STOCKBRIDGE >> Chesterwood and Boston Athenaeum have collaborated on a new exhibition, "Daniel Chester French: The Female Form Revealed," opening Oct. 7 in Boston, where it will be on view through Feb. 19.
There will be an opening reception, 5:30-7:30 p.m. on Oct. 6 at the Boston Athenæum at 10½ Beacon St. The event is free of charge and open to the public. Reservations are not required.
"Daniel Chester French: The Female Form Revealed" explores French's representation of the female figure primarily through a group of preliminary models and studies, created not only for major public commissions, but also for a number of his more intimate and personal works.
The approximately 50 works in the exhibition are from Chesterwood's collection, along with a work recently acquired by the Boston Athenæum. Many of the works in the show have never before been exhibited to the public.
The exhibition is co-curated by David B. Dearinger, director of exhibitions and Susan Morse Hilles, senior curator of paintings & sculpture at the Boston Athenæum, and Donna Hassler, director of Chesterwood and administrator of the Historic Artists' Homes and Studios Program of the National Trust for Historic Preservation.
For nearly half a century, from the late 1870s to the late 1920s, French (1850-1931) was America's foremost sculptor of public monuments. His outdoor masterpieces can be seen in the cosmopolitan centers of New York, Boston, Chicago, Detroit, and Washington, D.C., as well as in smaller American towns such as Concord, Mass., Saratoga Springs, N.Y., and Lincoln, Neb. French's projects adorn civic spaces including New York's Central Park, Boston's Public Garden, and Washington's Dupont Circle; are focal points on college and university campuses at Harvard, Columbia, Bowdoin, and Gallaudet; enhance the facades of grand Beaux-Arts structures such as the United States Custom House in New York, the Brooklyn Museum, and the Boston Public Library; and are focal points in some of this country's great historic cemeteries such as Woodlawn in New York, Graceland in Chicago, and Forest Hills in Boston.
Many of French's public works depict or otherwise commemorate historical figures. These range from his heroic allegory, "The Minute Man," created in 1875 for the town of Concord, to grand-manner portraits, such as the colossal figure of Abraham Lincoln, executed in 1922 for the Lincoln Memorial in Washington, D.C. French's fame for these male-oriented masterpieces is well deserved, but in fact he was equally proficient at modeling the female figure, especially in its classicizing, idealized form.
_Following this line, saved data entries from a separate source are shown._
PR #72335, opened 2024-06-07
fix: Improve trimming of Swift function names

Steelskin:
Some Swift for Windows function names were trimmed to incorrect tokens in the UI, resulting in hard-to-read stack traces. For instance, some functions were shown as `"throws"` and closures were shown as `"#1"`.

This change fixes the former issue by using the correct function name. Closures are now displayed as `"closure in <function name>"`, and initialization expressions are displayed as `"initializer expression of <value>"`, improving the user experience when browsing stack traces.

### Legal Boilerplate

### DIFF
--- a/tests/sentry/stacktraces/test_functions.py
+++ b/tests/sentry/stacktraces/test_functions.py
@@ -103,6 +103,30 @@ from sentry.stacktraces.functions import (
         ],
         ["pthread_cond_timedwait@@GLIBC_2.3.2", "pthread_cond_timedwait"],
         ["glob64@GLIBC_2.2", "glob64"],
+        [
+            "static Namespace.ThrowingFunction() throws -> Namespace.ExitValue?",
+            "Namespace.ThrowingFunction",
+        ],
+        [
+            "closure #1 @Swift.MainActor () -> () in static Foo.CallFunction(args: [Swift.String]) -> ()",
+            "closure in Foo.CallFunction",
+        ],
+        [
+            "closure #1 () -> () in Bar.PostTask(() -> ()) -> ()",
+            "closure in Bar.PostTask",
+        ],
+        [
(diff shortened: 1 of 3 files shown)


tests/sentry/stacktraces/test_functions.py
```diff
@@ -103,6 +103,18 @@
         ],
         ["pthread_cond_timedwait@@GLIBC_2.3.2", "pthread_cond_timedwait"],
         ["glob64@GLIBC_2.2", "glob64"],
+        [
+            "static WinUI.WindowsXamlManager.getForCurrentThread() throws -> WinUI.WindowsXamlManager?",
```
tristanlabelle, line 107: This example may be confusing to folks who don't expect to see Windows APIs in Swift code, but no biggie.

tristanlabelle (approved):

tests/sentry/stacktraces/test_functions.py
Steelskin: Changed it to something more generic.

JoshFerge:
thanks for the PR! looking at this now. will make sure it gets reviewed.

brustolin (commented):
Everything seems good to me, but I think we should keep the closure number.

A function (specially in SwiftUI) may have many closures.
`closure #2 in MediaSlideshow.toSources` sounds more helpful

armenzg (approved):

Steelskin:
> Everything seems good to me, but I think we should keep the closure number.
> 
> A function (specially in SwiftUI) may have many closures. `closure #2 in MediaSlideshow.toSources` sounds more helpful

The closure code is hard to parse, especially when we are dealing with closures in closures. Right now, on macOS, we just display `closure`. On Windows, we don't display the right closure number if we are in a closure in a closure. I feel like the current PR is an improvement for both cases. And with #72336 fixed, we can have the full prototype on hover.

"This aspect of his career has been little studied," said Hassler in a news release. "Our goal with this exhibition is to help fill that gap in the scholarship of Daniel Chester French's oeuvre."
An illustrated catalogue will accompany "Daniel Chester French: The Female Form Revealed," with an essay by Dr. Dearinger and a checklist of the exhibition's contents. The exhibition will be complemented by a series of lectures, curator-led gallery talks, and an online version of the installation.
The exhibition and its published catalogued are made possibly by a generous grant from the National Endowment for the Arts.
Chesterwood, a 122-acre site of the National Trust for Historic Preservation at 4 Williamsville Road, was French's summer home, studio and gardens.